To this day, it is one of the most interesting topics in literary criticism. After all, the work of Mikhail Yuryevich provides a vast ground for reflection, it strikes with its depth, as well as the range of feelings and emotions embedded in them. In many ways, the theme of Lermontov's work is connected with his biography, in addition, it is dictated to the writer by time itself. In this regard, poetry, lyrical-epic works and the author's prose should be considered separately.

Lyrics

M. Yu. Lermontov left a huge legacy in the form of his immortal poems. He began to write very early, and even the very first experiments were imbued with great feelings. The problems allow us to divide all his lyrical work into several categories:

1. Poems about loneliness, in which the main motive is misunderstanding, a break with people.

2. Poet and poetry.

3. Poems about love.

4. Poems about nature, about the Motherland.

5. Poems about the war.

Let's look at each of the categories.

Lermontov's poems about loneliness

Mikhail Lermontov was brought up by his grandmother. He did not recognize either his father's, or perhaps this is what influenced all the work of the poet. In particular, this had an impact on the formation of this theme of creativity. Lermontov was worried about how people treated him. He was also depressed by the mores that prevailed in his time. An example is the poem "How often surrounded by a motley crowd", in which one hears a cruel reproach to a hypocritical society. Heroes of Lermontov are often carried away to the world of dreams, in this text it is the world of childhood, carefree and pure. In later work, the motive of loneliness ceases to be associated with accusations, but it intensifies even more. How strong the lines of the poem "The Rock" sound! In eight lines, the poet managed to express all the pain and longing of a lonely heart. This issue of Lermontov's works is closely connected with such images as a sail, a leaf, a cliff.

Poems about nature

Lermontov had the warmest feelings for Russian landscapes. It is in nature that his lyrical hero feels more calm, balanced and harmonious. The most striking work dedicated to the beauty of Russian nature is "When the yellowing field is agitated." The piece is very harmonious and melodic. The first three stanzas are a description of nature. Lermontov revives what surrounds him. The field is worried, the raspberry plum is “hiding in the garden”, the lily of the valley “nods its head amiably”. Admiring what is happening, the hero begins to feel humility and peace, all his worries fade away, and in heaven he begins to see the face of God.

love lyrics

The problems of Lermontov's works about human feelings are not limited to loneliness.

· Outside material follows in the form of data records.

PR #566, opened 2024-03-16
Create hide-action-center-icon.wh.cpp

Anixx:
Hide Action Center icon

### DIFF
--- a/mods/hide-action-center-icon.wh.cpp
+++ b/mods/hide-action-center-icon.wh.cpp
@@ -1,0 +1,37 @@
+// ==WindhawkMod==
+// @id              hide-action-center-icon
+// @name            Hide Action Center icon
+// @description     Hides Action Center icon from Win10 taskbar
+// @version         1.0.0
+// @author          anixx
+// @github          https://github.com/Anixx
+// @include         explorer.exe
+// ==/WindhawkMod==
+
+// ==WindhawkModReadme==
+/* Removes the Action Center icon (cogwheel) from Win10 taskbar */
+// ==/WindhawkModReadme==
+
+using CreateWindowExW_t = decltype(&CreateWindowExW);
+CreateWindowExW_t CreateWindowExW_Orig;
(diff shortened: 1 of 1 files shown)


mods/hide-action-center-icon.wh.cpp
```diff
@@ -0,0 +1,37 @@
...
+/* Removes the Action Center icon (cogwheel) from Win10 taskbar */
+// ==/WindhawkModReadme==
+
+using CreateWindowExW_t = decltype(&CreateWindowExW);
+CreateWindowExW_t CreateWindowExW_Orig;
+HWND WINAPI CreateWindowExW_Hook(DWORD dwExStyle,LPCWSTR lpClassName,LPCWSTR lpWindowName,
+DWORD dwStyle,int X,int Y,int nWidth,int nHeight,HWND hWndParent,HMENU hMenu,HINSTANCE hInstance,LPVOID lpParam) {
+
+    WCHAR wszClassName[200];
+    ZeroMemory(wszClassName, 200);
```
m417z: These two lines can be removed.

mods/hide-action-center-icon.wh.cpp
```diff
@@ -0,0 +1,37 @@
...
+
+	HWND hWnd = CreateWindowExW_Orig(dwExStyle,lpClassName,lpWindowName,dwStyle,X,Y,nWidth,nHeight,hWndParent,hMenu,hInstance,lpParam);
+	if ((((ULONG_PTR)lpClassName & ~(ULONG_PTR)0xffff) != 0) && !wcscmp(lpClassName, L"ControlCenterButton"))
+    {   
+        BYTE* lpDisplayCCButton = (BYTE*)(GetWindowLongPtrW(hWnd, 0) + 120);
```
m417z, line 27: These offsets change with time, and it can break in the future. How about adding the following to the readme:
* The Windows 10 version that the mod was designed for. I don't think this mod will work on all Win10 versions.
* That explorer has to be restarted for the mod to take effect.

Anixx:
Fixed. The code is based on EP code so, it should work everywhere where EP works.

The poet also pays attention to love. True, love in his lyrics is always shown as a tragedy. From the very first poems, Lermontov draws us a tragic relationship between the lyrical hero and his beloved. The hero suffers because of ridicule, misunderstanding. The most striking example is the poem "The Beggar". It is built on the principle of the first part - the story of a beggar who, instead of alms, put a stone in his hand. The second part is the deceived feelings of the lyrical hero. After meeting Lermontov, the mood changes. Now the feelings are mutual, but the lovers are not allowed to be together. This is the poem "We are accidentally brought together by fate."

Military poetry

The themes of Lermontov's work are not limited to feelings. He also addressed the topic of war. The peculiarity of the poetry of this subject is that Lermontov pays great attention to the unnaturalness of violence. So, in the poem "Valerik" the poet draws the beautiful nature of the Caucasus, she is not interested in bloody events, arranged by people. In the poem, he refers to the theme of the historical past of his native country, he is delighted with the former might of the nation. This is a deeply patriotic work.

Prose Lermontov

The most striking was the novel "A Hero of Our Time". In the center of the image is Pechorin. This is a hero who does things recklessly. He destroys people without realizing it. At the same time, Pechorin is deeply convinced that people do not understand him, that many are unworthy of him. In fact, he is talented and smart, he can be admired. But there are features that cannot be called positive: the inability to make friends and love, pride and selfishness. The problems that Lermontov raises (the summary of the work clearly shows this) are the search for a hero of the time and the debunking of modern egocentric youth, as well as the problems of morality.

Lyric epic works

One of the brightest poems by Mikhail Lermontov is "Mtsyri". Lonely romantic hero abandoned by the will of fate in the monastery. He is brought up in it, but does not feel at home. Mtsyri feels his restlessness, he is as if in prison, he dreams of getting free. The problems of Lermontov's works intersect in this poem. Both the theme of loneliness and the theme of freedom are raised here, and it is clearly seen how reverently Lermontov treats nature.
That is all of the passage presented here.